I'm given the following matrix:
$$ A = \begin{pmatrix} \frac{1}{\sqrt{2}} & 0 & -\frac{1}{\sqrt{2}} \\ 0 & 1 & 0 \\ \frac{1}{\sqrt{2}} & 0 & \frac{1}{\sqrt{2}} \end{pmatrix} $$
We're asked to determine if this matrix is orthogonal. I did this successfully using the rule that a matrix $A$ is orthogonal iff $A^T = A^{-1}$. The second part of the question however, I find to be difficult to answer since I have no idea how to start. The question is as follows: How would you determine a solution for the system of linear equations $A\vec{x} = \vec{b}$ using the orthogonal matrix above.
I have determined that $A\vec{x} = \vec{b}$ translates to:
$$ \begin{pmatrix} \frac{1}{\sqrt{2}} & 0 & -\frac{1}{\sqrt{2}} \\ 0 & 1 & 0 \\ \frac{1}{\sqrt{2}} & 0 & \frac{1}{\sqrt{2}} \end{pmatrix} \begin{pmatrix} x \\y \\z \end{pmatrix} = \begin{pmatrix} b_1 \\ b_2 \\ b_3 \end{pmatrix} $$ yet I have no idea how the above matrix could help me solve this system easily. Anyone have any idea on how you would answer this type of question?

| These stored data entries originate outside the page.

PR #172, opened 2019-03-27
EZP-30368: As an editor I would like Content Tree to display message when there are no sub-items

tischsoic:
JIRA: https://jira.ez.no/browse/EZP-30368

## Screenshot
Screen Shot 2019-03-28 at 09 06 38


lserwatka:
Design should be updated, this looks ugly. Ping @inakijv

Resources/public/scss/modules/content-tree/_main.scss
```diff
@@ -41,4 +41,10 @@
         color: $ez-color-base-light;
         cursor: pointer;
     }
+
+    &__no-items-message {
+        padding: calculateRem(10px);
+        font-size: calculateRem(20px);
+        color: $ez-color-base-light;
+    }
```
inakijv, line 50: - For this kind of messages we are using `color: $ez-color-base-dark;`.
- Font-size, please change it to 12px (the rule we are following is that the size of text for this message is the same as when regular content is displayed).
- Please add `font-style: italic;`.

inakijv (commented):
Thank you @tischsoic. Added just a small comment.

src/modules/content-tree/components/content-tree/content.tree.js
```diff
@@ -61,6 +61,19 @@ export default class ContentTree extends Component {
         window.document.body.classList.remove(CLASS_IS_TREE_RESIZING);
     }
 
+    renderNoSubitemMessage() {
+        const { items } = this.props;
+        const rootLocation = items[0];
+        const itemsLoaded = !!rootLocation;
```
dew326: As I see you need a negation of `itemsLoaded` so maybe just `const itemsNotLoaded = !rootLocation`?
But now I'm wondering why you want to return if items are not loaded and checking the root? Probably the name should be `rootNotLoaded`?

dew326 (changes requested):

src/modules/content-tree/components/content-tree/content.tree.js
tischsoic: Name was confusing, I changed it and deleted double `!!` because they are not necessary in this case. 
I didn't opt for using `not` negation in variable name because I find it hard to process in my mind when analysing code.

tischsoic:
I updated design based on @inakijv suggestions. ping @inakijv @lserwatka

dew326 (approved):

barbaragr (approved):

The point of showing your matrix was orthogonal was that you then know the inverse. Once you know that the columns/row are perpendicular (dot product zero) for all columns that are not themselves and each column/row are unit vectors, then you know the matrix is orthogonal. $$ \begin{aligned} v_1&= \begin{pmatrix} \dfrac{1}{\sqrt{2}} \\ 0 \\ \dfrac{1}{\sqrt{2}} \end{pmatrix} \\ v_2&= \begin{pmatrix} 0 \\ 1 \\ 0 \end{pmatrix} \\ v_3&= \begin{pmatrix} -\dfrac{1}{\sqrt{2}} \\ 0 \\ \dfrac{1}{\sqrt{2}} \end{pmatrix} \\ v_1 \cdot v_1&= \dfrac{1}{2} + 0 + \dfrac{1}{2}= 1 \\ v_2 \cdot v_2&= 0 + 1 + 0 = 1 \\ v_3 \cdot v_3&= \dfrac{1}{2} + 0 + \dfrac{1}{2} \\ v_1 \cdot v_2&= 0 \\ v_1 \cdot v_3&= 0 \\ v_2 \cdot v_3&= 0 \end{aligned} $$ This shows that $U$ is orthogonal. Then if $U$ is a orthogonal matrix, we know $U^{-1}= U^T$. Then knowing the inverse, we can solve the system $Ux=b$ via $$ \begin{aligned} Ux&= b \\ U^{-1}Ux&= U^{-1}b \\ U^TUx&= U^Tb \\ x&= U^Tb \end{aligned} $$
NOTE. I originally used the word unitary. A unitary matrix is just the complex number version of an orthogonal matrix. So if the matrix is real then it is orthogonal if and only if it is unitary. I do prefer the word unitary, because it reminds what you need to check - the columns (or rows) are perpendicular to each other and each row/column has unit length (length 1).